The deepwater greenfield projects in today’s low-price world are most challenged as they are increasingly being pushed toward the right side of the cost-curve, in spite of some impressive cost-reduction initiatives taken by operators. The challenges are compounded due to the inherent risk associated with large-scale capital investments in the current uncertain environment. We believe that this segment will see the most competitive interactions as all three companies target to offer integrated solutions aimed at reducing break-evens through lower cost and higher recovery. While Technip–FMC have the advantage of a few proven concepts and getting in early in the project planning phase, the SLB–CAM combination offers a higher value-chain coverage, especially over the life of field.

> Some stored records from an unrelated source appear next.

Issue #1641, opened 2018-06-02
Support for music.youtube.com


redsx16:
Music.youtube.com is not available as a connector. I tried adding https://music.youtube.com/* and *.youtube.com/ as url patterns. The it now shows it as supported but does not detect any music playing so nothing is scrobbling. FYI: This is the new Youtube Music that will eventually replace Google Play Music.

### Expected behavior
Songs scrobble to last.fm with proper artist and song title.

### Current behavior
None of the tracks playing are recognized so nothing scrobbles.

### Possible solution
Since the site is new most likely a new connector is needed to match formatting.

### Steps to reproduce (for bugs)

https://pastebin.mozilla.org/9086861

1. Load up music.youtube.com
2. Play any song
3. Check Last.fm or the extension for status
4. Try pressing bottom right corner arrow and notification pops indicating track not recognized

### Steps for resolving the issue

- [ ] Reauthenticate on Last.fm

- [ ] Try to use unpacked extension from latest master

- [ ] Check other issues for duplicates

### Environment

* Version used: 2.5 from Chrome store
* Browser name and version: Chrome 67.0.3396.62 (Official Build) beta (64-bit)

jawshoeah:
I can confirm music.youtube.com is not scrobbling.

jaccarmac:
Just got my invite so I will attempt to whip up a connector tonight.

jaccarmac:
Implemented, please give the PR a try if you feel comfortable running from source. I could use tests from a non-American locale, and the code is very rough but functional on my end!

redsx16:
So far it's working for me. Only issue I've noticed is that songs that have a "feat" artist are also found in the artist field when it's scrobbling with Force Track Recognition enabled. Each case the "feat" artist is after the main artist, ex: BlocBoy JB & Drake — Look Alive (feat. Drake) should be BlocBoy JB — Look Alive (feat. Drake)

jaccarmac:
Thanks for giving it a go. I noticed that. Gonna wait on making a change, as personally I tend to like the Beets style of scrobbling (features go in the artist field instead). Additionally check out a track that's supposed to have multiple artists on it, like https://music.youtube.com/watch?v=6qwwuKIj8BA.

redsx16:
Your example makes sense because there is no featured artist so none of the artists are found in both the artist field and the title field. At least for me it's unnecessary to have it duplicated. I don't know what the standards are.

jaccarmac:
[...]

PR #1644, opened 2018-06-05
Implement basic YT Music connector.

jaccarmac:
See #1641 

I've deliberately waited to add tests because this is incomplete. The way YT has set up this new page is a bit strange. On the upside, the elements don't move around as you navigate so we can lock onto the bar. However, now-playing status and artist/album splitting are based on hardcoding strings at the moment. Now-playing especially may not work in non-English locales. Also the way artists are handled is a little weird, features get put in the artist field on the page but are also included in track titles. Since artists are hyperlinked it is possible to pull apart the main artist from their features, but I have not done so at this point.

TL;DR: No tests yet, C+C accepted and encouraged!

### DIFF
--- a/src/connectors/youtube-music.js
+++ b/src/connectors/youtube-music.js
@@ -22,8 +22,8 @@ Connector.isPlaying = () => {
 	return $('.ytmusic-player-bar.play-pause-button').attr('title') === 'Pause';
 };
 
-let separateArtist = byline => byline.split('•')[0];
-let separateAlbum = byline => byline.split('•')[1];
+let separateArtist = (byline) => byline.split('•')[0];
+let separateAlbum = (byline) => byline.split('•')[1];
 
 const filter = new MetadataFilter({
 	artist: separateArtist,
--- a/src/connectors/youtube-music.js
+++ b/src/connectors/youtube-music.js
@@ -1,0 +1,32 @@
+'use strict';
+
+Connector.playerSelector = 'ytmusic-player-bar';
+
+Connector.getTrackArt = () => {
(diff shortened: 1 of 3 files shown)


jaccarmac:
The unrecognized track may be buggy. I noticed a not recognized popup appear but on switching to the window the track info had been parsed successfully. I'll get back to it when I have time but anyone else who wants to try it make sure to enable that setting to smoke test.

jaccarmac:
That check failure smelled like an eslint version conflict or something. Real weird, everything linted on my side but apparently Grunt changed the formatting.

inverse:
A good start? how are you finding using it in practice? I think we need to also cover cases. e.g. 

- When it's just playing youtube videos, it didn't recognise things for me
- Skipping ads

inverse:
Anymore work on this?

jaccarmac:
Not yet. I need to come back to it but haven't had a chance as it's mostly working for me so far.

jaccarmac:
Follow the contribution guide in this repo but check out my branch instead of master.

inverse:
@jaccarmac if you could:

- Resolve the merge conflicts
- Figure out the normal music detection
- Ad playback prevention scrobbling 

then we should be good to go!

jaccarmac:
Won't have time this weekend, will try to carve some out next week.

jaccarmac:
All those things should be addressed. Let me know what things look like on your end, I can't easily test the advertisement experience.

jaccarmac:
@MajorWorkAlot This version should deal with your link more sanely. Still not sure exactly how to determine when to apply the YT filter set to a title.

@inverse Your Boards of Canada video scrobbles properly for me now.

The unconventional market may not see significant change in the supplier landscape and operator behavior, unless one of the (announced) combinations offers some unique integrated solutions aimed specifically at further improving efficiency and recovery beyond what the operators are already targeting through the current supply chain.
Independent OFSE players may be forced to adapt to the changing landscape in certain submarkets as described above. In particular, we believe that some independent service/equipment companies may naturally align with the relevant combination (eg, engineering company with SLB–CAM, or drilling service company with Technip–FMC), whereas others may be pushed more toward later life project spend. There also exists a possibility that the offshore drillers—particularly those focused on deepwater development projects—may see further “commoditization” of their relationship with operators.
While these mergers are potentially beneficial for the industry in the long run, each of the concepts still needs to be proven and further strengthened through upgraded resource-specific offerings.